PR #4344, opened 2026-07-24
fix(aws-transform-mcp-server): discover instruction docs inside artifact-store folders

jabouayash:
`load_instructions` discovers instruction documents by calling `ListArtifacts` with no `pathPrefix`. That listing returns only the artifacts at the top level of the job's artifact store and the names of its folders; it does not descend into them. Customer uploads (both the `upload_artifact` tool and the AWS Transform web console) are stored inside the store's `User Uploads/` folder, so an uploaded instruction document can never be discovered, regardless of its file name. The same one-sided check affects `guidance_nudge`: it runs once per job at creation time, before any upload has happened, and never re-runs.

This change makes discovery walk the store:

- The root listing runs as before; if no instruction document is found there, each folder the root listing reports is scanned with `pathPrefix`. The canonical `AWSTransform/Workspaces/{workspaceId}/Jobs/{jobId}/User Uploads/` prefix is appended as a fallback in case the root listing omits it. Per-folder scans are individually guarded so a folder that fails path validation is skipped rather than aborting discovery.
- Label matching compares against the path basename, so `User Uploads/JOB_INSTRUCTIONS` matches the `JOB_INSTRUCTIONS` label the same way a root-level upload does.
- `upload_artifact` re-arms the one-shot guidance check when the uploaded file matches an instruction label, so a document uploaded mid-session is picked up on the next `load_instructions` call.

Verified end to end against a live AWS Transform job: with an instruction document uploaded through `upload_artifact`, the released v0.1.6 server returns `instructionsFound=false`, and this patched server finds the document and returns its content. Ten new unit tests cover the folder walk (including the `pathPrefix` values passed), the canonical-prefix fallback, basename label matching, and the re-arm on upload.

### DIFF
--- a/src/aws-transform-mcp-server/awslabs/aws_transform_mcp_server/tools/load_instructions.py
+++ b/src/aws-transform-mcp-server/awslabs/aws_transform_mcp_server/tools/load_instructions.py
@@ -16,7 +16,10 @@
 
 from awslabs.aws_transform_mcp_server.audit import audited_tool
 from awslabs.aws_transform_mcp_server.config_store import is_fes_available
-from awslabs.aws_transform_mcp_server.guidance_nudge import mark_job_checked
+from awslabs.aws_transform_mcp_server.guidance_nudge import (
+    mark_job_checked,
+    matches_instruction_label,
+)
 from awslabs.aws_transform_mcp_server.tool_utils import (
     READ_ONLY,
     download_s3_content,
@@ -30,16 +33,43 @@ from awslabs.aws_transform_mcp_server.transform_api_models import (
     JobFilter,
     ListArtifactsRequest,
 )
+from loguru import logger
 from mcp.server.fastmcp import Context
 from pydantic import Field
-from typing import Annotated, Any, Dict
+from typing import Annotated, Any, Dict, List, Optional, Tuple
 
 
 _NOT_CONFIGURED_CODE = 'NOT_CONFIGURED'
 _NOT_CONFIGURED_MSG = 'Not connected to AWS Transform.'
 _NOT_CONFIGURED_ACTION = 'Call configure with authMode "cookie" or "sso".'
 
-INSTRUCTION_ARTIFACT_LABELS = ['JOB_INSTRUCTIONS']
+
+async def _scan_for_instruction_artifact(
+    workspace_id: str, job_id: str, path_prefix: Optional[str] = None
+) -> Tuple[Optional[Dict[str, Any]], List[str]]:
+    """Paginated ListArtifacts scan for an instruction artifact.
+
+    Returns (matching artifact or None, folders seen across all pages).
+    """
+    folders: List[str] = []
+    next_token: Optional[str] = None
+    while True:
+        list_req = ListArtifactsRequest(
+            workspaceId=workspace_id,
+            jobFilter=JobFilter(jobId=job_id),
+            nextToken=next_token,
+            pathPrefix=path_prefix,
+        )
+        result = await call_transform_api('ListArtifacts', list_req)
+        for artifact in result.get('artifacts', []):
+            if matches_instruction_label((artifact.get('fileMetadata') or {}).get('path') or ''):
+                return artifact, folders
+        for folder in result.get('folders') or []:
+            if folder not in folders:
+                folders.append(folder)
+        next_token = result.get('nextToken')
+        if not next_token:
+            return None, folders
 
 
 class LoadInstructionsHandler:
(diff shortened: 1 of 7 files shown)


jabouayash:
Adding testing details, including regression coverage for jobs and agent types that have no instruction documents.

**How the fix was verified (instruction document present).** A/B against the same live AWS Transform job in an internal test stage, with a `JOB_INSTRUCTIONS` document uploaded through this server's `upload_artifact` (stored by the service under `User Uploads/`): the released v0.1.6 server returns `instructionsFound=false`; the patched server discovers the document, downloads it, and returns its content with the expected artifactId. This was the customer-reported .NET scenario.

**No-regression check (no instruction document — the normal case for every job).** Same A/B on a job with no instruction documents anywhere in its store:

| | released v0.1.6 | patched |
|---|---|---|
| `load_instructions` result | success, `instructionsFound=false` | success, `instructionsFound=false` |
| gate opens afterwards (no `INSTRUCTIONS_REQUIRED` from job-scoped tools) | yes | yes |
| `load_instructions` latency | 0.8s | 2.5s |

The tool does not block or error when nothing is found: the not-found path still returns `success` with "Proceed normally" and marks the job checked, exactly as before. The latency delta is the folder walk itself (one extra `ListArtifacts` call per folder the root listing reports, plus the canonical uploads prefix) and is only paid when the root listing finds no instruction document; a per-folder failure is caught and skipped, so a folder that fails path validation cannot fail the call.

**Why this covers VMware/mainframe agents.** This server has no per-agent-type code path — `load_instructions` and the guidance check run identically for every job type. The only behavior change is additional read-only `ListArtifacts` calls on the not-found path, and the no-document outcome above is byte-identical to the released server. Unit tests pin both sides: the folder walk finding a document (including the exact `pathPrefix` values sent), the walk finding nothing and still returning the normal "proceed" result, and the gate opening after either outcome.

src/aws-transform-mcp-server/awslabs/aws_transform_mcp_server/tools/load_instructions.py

•••••

> _Your goal_: Return each entry from above without altering a single character.

> _Exercise output_:
PR #4344, opened 2026-07-24
fix(aws-transform-mcp-server): discover instruction docs inside artifact-store folders

jabouayash:
`load_instructions` discovers instruction documents by calling `ListArtifacts` with no `pathPrefix`. That listing returns only the artifacts at the top level of the job's artifact store and the names of its folders; it does not descend into them. Customer uploads (both the `upload_artifact` tool and the AWS Transform web console) are stored inside the store's `User Uploads/` folder, so an uploaded instruction document can never be discovered, regardless of its file name. The same one-sided check affects `guidance_nudge`: it runs once per job at creation time, before any upload has happened, and never re-runs.

This change makes discovery walk the store:

- The root listing runs as before; if no instruction document is found there, each folder the root listing reports is scanned with `pathPrefix`. The canonical `AWSTransform/Workspaces/{workspaceId}/Jobs/{jobId}/User Uploads/` prefix is appended as a fallback in case the root listing omits it. Per-folder scans are individually guarded so a folder that fails path validation is skipped rather than aborting discovery.
- Label matching compares against the path basename, so `User Uploads/JOB_INSTRUCTIONS` matches the `JOB_INSTRUCTIONS` label the same way a root-level upload does.
- `upload_artifact` re-arms the one-shot guidance check when the uploaded file matches an instruction label, so a document uploaded mid-session is picked up on the next `load_instructions` call.

Verified end to end against a live AWS Transform job: with an instruction document uploaded through `upload_artifact`, the released v0.1.6 server returns `instructionsFound=false`, and this patched server finds the document and returns its content. Ten new unit tests cover the folder walk (including the `pathPrefix` values passed), the canonical-prefix fallback, basename label matching, and the re-arm on upload.

### DIFF
--- a/src/aws-transform-mcp-server/awslabs/aws_transform_mcp_server/tools/load_instructions.py
+++ b/src/aws-transform-mcp-server/awslabs/aws_transform_mcp_server/tools/load_instructions.py
@@ -16,7 +16,10 @@
 
 from awslabs.aws_transform_mcp_server.audit import audited_tool
 from awslabs.aws_transform_mcp_server.config_store import is_fes_available
-from awslabs.aws_transform_mcp_server.guidance_nudge import mark_job_checked
+from awslabs.aws_transform_mcp_server.guidance_nudge import (
+    mark_job_checked,
+    matches_instruction_label,
+)
 from awslabs.aws_transform_mcp_server.tool_utils import (
     READ_ONLY,
     download_s3_content,
@@ -30,16 +33,43 @@ from awslabs.aws_transform_mcp_server.transform_api_models import (
     JobFilter,
     ListArtifactsRequest,
 )
+from loguru import logger
 from mcp.server.fastmcp import Context
 from pydantic import Field
-from typing import Annotated, Any, Dict
+from typing import Annotated, Any, Dict, List, Optional, Tuple
 
 
 _NOT_CONFIGURED_CODE = 'NOT_CONFIGURED'
 _NOT_CONFIGURED_MSG = 'Not connected to AWS Transform.'
 _NOT_CONFIGURED_ACTION = 'Call configure with authMode "cookie" or "sso".'
 
-INSTRUCTION_ARTIFACT_LABELS = ['JOB_INSTRUCTIONS']
+
+async def _scan_for_instruction_artifact(
+    workspace_id: str, job_id: str, path_prefix: Optional[str] = None
+) -> Tuple[Optional[Dict[str, Any]], List[str]]:
+    """Paginated ListArtifacts scan for an instruction artifact.
+
+    Returns (matching artifact or None, folders seen across all pages).
+    """
+    folders: List[str] = []
+    next_token: Optional[str] = None
+    while True:
+        list_req = ListArtifactsRequest(
+            workspaceId=workspace_id,
+            jobFilter=JobFilter(jobId=job_id),
+            nextToken=next_token,
+            pathPrefix=path_prefix,
+        )
+        result = await call_transform_api('ListArtifacts', list_req)
+        for artifact in result.get('artifacts', []):
+            if matches_instruction_label((artifact.get('fileMetadata') or {}).get('path') or ''):
+                return artifact, folders
+        for folder in result.get('folders') or []:
+            if folder not in folders:
+                folders.append(folder)
+        next_token = result.get('nextToken')
+        if not next_token:
+            return None, folders
 
 
 class LoadInstructionsHandler:
(diff shortened: 1 of 7 files shown)


jabouayash:
Adding testing details, including regression coverage for jobs and agent types that have no instruction documents.

**How the fix was verified (instruction document present).** A/B against the same live AWS Transform job in an internal test stage, with a `JOB_INSTRUCTIONS` document uploaded through this server's `upload_artifact` (stored by the service under `User Uploads/`): the released v0.1.6 server returns `instructionsFound=false`; the patched server discovers the document, downloads it, and returns its content with the expected artifactId. This was the customer-reported .NET scenario.

**No-regression check (no instruction document — the normal case for every job).** Same A/B on a job with no instruction documents anywhere in its store:

| | released v0.1.6 | patched |
|---|---|---|
| `load_instructions` result | success, `instructionsFound=false` | success, `instructionsFound=false` |
| gate opens afterwards (no `INSTRUCTIONS_REQUIRED` from job-scoped tools) | yes | yes |
| `load_instructions` latency | 0.8s | 2.5s |

The tool does not block or error when nothing is found: the not-found path still returns `success` with "Proceed normally" and marks the job checked, exactly as before. The latency delta is the folder walk itself (one extra `ListArtifacts` call per folder the root listing reports, plus the canonical uploads prefix) and is only paid when the root listing finds no instruction document; a per-folder failure is caught and skipped, so a folder that fails path validation cannot fail the call.

**Why this covers VMware/mainframe agents.** This server has no per-agent-type code path — `load_instructions` and the guidance check run identically for every job type. The only behavior change is additional read-only `ListArtifacts` calls on the not-found path, and the no-document outcome above is byte-identical to the released server. Unit tests pin both sides: the folder walk finding a document (including the exact `pathPrefix` values sent), the walk finding nothing and still returning the normal "proceed" result, and the gate opening after either outcome.

src/aws-transform-mcp-server/awslabs/aws_transform_mcp_server/tools/load_instructions.py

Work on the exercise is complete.